§ Raw data:

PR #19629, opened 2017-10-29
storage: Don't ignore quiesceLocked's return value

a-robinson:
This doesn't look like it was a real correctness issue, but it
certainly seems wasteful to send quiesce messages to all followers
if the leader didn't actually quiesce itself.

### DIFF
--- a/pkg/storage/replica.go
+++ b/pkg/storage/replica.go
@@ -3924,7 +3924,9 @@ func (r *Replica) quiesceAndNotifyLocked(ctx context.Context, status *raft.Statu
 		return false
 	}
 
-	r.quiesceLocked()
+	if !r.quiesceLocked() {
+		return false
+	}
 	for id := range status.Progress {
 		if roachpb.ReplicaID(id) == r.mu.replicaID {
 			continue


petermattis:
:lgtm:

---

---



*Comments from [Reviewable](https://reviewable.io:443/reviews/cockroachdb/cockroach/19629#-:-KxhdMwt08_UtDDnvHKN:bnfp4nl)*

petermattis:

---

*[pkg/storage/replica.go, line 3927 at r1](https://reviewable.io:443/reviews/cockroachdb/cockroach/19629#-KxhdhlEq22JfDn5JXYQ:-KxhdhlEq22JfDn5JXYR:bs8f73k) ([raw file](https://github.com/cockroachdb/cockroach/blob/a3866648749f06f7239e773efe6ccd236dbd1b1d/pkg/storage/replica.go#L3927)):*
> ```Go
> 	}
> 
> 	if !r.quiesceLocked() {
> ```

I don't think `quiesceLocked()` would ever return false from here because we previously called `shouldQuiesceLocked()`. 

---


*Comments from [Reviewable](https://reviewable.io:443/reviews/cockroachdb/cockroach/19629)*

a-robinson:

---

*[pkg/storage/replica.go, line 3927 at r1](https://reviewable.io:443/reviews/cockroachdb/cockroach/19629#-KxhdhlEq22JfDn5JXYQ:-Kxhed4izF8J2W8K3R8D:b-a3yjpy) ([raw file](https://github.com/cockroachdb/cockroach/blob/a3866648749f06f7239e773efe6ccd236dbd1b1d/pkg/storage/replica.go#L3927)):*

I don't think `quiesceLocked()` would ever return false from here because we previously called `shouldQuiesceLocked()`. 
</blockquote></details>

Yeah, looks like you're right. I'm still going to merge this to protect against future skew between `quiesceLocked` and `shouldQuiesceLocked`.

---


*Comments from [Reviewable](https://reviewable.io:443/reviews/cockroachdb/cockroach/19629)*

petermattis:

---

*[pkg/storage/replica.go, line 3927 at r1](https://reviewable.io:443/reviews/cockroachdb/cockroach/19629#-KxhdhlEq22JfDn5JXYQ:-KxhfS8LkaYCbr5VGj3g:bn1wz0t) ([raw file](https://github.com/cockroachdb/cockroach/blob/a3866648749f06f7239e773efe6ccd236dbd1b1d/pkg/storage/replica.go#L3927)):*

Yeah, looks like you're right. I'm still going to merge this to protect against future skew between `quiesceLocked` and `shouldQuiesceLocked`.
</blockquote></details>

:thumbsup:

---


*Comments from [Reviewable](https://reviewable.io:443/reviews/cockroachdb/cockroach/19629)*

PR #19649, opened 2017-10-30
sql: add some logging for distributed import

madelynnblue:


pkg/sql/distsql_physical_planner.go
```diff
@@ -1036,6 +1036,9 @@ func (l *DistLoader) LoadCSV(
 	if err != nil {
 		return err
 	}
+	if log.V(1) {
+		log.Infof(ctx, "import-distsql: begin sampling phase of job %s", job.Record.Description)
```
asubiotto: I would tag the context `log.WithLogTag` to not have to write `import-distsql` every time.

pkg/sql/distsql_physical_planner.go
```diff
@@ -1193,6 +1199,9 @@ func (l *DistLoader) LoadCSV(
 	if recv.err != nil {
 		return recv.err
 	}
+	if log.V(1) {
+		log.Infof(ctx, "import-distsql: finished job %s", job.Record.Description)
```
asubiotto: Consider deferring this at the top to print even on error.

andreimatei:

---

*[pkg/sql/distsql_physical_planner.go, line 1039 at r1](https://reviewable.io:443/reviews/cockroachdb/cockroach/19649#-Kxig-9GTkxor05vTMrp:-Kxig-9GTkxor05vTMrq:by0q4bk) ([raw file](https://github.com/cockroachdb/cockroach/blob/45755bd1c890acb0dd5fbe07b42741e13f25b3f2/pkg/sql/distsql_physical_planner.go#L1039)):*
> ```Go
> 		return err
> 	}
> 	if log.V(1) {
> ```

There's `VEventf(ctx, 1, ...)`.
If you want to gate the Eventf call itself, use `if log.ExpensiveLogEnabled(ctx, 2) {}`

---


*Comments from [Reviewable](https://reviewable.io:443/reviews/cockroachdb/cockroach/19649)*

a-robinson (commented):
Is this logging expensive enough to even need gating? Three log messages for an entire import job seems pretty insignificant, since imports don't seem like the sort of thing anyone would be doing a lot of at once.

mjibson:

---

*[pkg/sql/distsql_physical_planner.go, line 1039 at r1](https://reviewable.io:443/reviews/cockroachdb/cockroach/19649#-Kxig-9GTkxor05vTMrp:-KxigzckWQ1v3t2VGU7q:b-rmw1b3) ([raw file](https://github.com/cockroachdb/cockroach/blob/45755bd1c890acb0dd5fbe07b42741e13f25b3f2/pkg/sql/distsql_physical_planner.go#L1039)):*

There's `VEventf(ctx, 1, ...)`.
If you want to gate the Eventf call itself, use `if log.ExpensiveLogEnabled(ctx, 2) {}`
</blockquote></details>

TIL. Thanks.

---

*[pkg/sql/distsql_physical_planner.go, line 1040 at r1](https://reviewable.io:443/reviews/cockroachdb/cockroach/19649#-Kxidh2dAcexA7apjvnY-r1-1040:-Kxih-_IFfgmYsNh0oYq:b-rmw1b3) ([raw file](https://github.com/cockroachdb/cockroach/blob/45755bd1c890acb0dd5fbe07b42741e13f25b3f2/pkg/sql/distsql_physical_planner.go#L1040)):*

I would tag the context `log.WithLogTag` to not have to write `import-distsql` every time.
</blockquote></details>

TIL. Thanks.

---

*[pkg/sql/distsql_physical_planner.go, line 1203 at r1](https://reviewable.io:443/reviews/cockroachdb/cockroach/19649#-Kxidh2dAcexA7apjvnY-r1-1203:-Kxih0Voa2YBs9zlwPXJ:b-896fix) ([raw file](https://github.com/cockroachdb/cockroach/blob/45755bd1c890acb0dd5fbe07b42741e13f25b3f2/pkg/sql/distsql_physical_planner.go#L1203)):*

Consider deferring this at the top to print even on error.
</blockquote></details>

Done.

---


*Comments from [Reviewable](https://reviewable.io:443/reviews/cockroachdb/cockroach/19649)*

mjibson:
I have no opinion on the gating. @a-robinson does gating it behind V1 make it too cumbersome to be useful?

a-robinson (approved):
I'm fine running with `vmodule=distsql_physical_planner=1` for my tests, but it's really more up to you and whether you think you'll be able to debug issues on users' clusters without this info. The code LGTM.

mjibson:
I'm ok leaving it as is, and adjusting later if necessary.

* * *

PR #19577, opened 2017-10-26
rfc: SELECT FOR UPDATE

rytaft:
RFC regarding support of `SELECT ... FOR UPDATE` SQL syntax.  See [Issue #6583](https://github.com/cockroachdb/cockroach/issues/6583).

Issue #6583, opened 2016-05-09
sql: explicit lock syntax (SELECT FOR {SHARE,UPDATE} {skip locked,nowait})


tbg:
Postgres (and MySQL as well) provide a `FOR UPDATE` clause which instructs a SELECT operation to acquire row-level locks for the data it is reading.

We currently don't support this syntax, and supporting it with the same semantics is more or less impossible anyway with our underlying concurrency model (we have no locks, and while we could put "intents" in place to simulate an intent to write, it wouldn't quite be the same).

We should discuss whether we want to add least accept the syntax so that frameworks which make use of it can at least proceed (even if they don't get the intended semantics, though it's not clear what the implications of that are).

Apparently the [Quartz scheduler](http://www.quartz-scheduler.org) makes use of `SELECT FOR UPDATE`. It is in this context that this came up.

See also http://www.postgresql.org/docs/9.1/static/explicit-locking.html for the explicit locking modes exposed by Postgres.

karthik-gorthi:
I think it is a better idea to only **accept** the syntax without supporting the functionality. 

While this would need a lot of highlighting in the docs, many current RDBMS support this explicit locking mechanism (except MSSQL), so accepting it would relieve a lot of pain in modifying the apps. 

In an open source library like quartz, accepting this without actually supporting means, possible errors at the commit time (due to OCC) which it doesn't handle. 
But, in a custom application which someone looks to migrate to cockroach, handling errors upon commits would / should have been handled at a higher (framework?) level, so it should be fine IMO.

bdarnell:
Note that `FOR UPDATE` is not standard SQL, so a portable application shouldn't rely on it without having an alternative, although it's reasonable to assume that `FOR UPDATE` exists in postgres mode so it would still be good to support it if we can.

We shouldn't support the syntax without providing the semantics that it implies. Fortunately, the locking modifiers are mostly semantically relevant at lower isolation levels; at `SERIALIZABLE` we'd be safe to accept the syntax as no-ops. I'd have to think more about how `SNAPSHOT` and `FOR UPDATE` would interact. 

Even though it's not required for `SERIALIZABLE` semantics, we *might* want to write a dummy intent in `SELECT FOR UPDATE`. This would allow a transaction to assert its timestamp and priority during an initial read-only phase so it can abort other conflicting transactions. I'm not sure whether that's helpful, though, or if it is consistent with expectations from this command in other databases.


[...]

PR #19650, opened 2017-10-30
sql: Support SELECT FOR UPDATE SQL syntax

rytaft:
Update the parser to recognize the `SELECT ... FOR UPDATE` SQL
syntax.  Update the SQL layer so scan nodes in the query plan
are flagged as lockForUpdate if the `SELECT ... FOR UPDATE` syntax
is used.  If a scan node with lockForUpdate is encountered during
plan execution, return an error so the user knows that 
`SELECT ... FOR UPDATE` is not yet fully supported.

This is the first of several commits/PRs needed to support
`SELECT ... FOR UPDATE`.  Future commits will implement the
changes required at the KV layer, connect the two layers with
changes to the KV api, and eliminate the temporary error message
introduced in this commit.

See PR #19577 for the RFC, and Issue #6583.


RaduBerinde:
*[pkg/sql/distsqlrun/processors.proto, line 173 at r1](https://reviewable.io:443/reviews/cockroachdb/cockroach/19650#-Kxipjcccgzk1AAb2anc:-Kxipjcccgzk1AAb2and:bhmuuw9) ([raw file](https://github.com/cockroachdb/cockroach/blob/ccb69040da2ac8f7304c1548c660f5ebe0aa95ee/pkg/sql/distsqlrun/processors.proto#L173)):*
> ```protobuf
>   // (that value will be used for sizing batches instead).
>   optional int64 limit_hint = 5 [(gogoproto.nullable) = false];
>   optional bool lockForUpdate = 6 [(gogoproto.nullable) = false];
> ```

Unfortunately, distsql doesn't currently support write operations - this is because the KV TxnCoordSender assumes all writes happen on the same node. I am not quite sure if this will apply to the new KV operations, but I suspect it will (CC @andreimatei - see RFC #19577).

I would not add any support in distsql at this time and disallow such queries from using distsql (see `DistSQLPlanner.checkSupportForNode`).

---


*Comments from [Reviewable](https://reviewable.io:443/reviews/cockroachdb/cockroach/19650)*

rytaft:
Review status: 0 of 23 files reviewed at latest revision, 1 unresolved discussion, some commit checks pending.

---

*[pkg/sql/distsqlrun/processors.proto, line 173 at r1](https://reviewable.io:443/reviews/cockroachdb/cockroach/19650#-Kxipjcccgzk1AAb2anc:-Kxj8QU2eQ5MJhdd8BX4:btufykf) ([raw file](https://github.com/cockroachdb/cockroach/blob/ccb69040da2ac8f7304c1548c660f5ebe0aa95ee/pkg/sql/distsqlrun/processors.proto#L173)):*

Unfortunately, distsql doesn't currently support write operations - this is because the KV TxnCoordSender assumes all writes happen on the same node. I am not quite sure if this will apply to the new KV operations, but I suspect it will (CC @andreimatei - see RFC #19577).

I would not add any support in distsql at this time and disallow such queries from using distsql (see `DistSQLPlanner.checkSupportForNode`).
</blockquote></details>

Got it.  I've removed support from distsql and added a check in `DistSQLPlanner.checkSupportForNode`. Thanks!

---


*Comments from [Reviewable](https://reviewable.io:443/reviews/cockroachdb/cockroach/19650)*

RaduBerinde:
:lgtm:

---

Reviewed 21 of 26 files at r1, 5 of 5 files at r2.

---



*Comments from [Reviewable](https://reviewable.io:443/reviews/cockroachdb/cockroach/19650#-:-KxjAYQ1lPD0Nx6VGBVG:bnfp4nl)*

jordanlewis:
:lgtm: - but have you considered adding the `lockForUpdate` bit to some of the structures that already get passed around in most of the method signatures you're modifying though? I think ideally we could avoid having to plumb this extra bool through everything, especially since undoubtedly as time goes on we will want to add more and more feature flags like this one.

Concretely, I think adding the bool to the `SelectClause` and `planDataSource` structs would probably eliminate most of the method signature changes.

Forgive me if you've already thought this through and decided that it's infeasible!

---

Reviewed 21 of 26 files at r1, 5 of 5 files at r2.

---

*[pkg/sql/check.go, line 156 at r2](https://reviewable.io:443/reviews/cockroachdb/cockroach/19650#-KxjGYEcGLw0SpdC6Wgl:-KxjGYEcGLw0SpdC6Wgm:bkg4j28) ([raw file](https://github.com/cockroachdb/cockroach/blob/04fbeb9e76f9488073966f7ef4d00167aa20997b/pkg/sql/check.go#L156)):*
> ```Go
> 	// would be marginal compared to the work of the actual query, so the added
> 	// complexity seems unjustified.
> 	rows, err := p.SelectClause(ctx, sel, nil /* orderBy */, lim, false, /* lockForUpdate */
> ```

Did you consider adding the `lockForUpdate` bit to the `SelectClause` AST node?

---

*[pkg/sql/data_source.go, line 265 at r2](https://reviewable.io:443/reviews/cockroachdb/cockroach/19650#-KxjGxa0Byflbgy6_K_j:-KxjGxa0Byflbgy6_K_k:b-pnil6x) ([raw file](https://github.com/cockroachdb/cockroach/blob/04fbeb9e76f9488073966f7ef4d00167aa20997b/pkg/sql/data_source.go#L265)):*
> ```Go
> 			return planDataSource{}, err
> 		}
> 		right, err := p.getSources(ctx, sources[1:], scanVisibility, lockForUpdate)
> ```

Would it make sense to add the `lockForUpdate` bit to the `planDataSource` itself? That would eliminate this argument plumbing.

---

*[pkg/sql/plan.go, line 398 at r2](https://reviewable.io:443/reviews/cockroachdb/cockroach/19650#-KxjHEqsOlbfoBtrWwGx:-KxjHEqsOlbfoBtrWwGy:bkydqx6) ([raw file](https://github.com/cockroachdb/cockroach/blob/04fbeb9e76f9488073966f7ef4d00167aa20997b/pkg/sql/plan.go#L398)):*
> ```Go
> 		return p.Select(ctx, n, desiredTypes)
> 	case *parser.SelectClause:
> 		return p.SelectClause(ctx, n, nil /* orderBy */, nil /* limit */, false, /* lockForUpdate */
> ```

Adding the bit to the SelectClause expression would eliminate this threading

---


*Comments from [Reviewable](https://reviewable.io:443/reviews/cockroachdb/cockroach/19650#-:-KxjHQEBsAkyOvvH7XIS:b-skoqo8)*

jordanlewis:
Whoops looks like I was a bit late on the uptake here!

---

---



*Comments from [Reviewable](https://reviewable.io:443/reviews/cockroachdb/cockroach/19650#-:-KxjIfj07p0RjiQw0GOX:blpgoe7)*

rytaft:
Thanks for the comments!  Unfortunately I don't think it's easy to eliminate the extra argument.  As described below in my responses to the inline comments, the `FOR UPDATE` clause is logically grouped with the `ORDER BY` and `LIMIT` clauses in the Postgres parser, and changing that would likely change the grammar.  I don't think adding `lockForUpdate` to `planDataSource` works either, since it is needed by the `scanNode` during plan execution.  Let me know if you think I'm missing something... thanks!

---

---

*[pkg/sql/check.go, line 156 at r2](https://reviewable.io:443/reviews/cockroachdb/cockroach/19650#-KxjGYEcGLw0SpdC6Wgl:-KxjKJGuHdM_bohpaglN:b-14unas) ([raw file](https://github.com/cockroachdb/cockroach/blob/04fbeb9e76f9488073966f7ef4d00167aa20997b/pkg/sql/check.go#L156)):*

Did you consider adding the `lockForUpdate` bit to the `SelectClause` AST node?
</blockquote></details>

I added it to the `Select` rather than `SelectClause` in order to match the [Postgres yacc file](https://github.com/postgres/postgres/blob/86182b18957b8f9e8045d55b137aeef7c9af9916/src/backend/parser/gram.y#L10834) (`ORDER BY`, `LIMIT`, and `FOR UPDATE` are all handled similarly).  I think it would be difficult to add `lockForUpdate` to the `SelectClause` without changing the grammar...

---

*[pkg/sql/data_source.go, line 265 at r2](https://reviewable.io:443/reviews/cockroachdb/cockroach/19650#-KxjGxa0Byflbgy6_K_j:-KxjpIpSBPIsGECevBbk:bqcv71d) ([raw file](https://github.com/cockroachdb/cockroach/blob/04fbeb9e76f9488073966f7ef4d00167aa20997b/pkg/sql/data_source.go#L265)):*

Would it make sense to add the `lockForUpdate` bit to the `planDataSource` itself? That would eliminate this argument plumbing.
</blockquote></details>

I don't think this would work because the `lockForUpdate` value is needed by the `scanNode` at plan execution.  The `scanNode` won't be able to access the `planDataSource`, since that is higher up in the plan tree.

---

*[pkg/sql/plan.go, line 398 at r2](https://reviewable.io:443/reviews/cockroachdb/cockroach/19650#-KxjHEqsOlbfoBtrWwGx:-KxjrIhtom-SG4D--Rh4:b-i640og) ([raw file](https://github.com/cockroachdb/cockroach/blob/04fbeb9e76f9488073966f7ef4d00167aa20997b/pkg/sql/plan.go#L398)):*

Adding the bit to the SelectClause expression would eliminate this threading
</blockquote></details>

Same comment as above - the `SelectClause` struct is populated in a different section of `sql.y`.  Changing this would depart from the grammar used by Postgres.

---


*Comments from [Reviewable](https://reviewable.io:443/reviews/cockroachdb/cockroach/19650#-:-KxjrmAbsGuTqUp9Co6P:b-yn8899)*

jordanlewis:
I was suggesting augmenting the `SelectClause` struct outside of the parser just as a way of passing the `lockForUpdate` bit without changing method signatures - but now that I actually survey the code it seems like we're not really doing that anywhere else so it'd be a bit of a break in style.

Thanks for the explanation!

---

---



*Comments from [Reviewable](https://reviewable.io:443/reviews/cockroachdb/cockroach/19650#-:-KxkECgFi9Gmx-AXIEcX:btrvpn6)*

§ Your instructions: Return a word-for-word copy of the lines above from the one holding "PR #19629, opened 2017-10-29" through the one holding "--- a/pkg/storage/replica.go", with both of them included and nothing besides.

§ Output for this exercise:
PR #19629, opened 2017-10-29
storage: Don't ignore quiesceLocked's return value

a-robinson:
This doesn't look like it was a real correctness issue, but it
certainly seems wasteful to send quiesce messages to all followers
if the leader didn't actually quiesce itself.

### DIFF
--- a/pkg/storage/replica.go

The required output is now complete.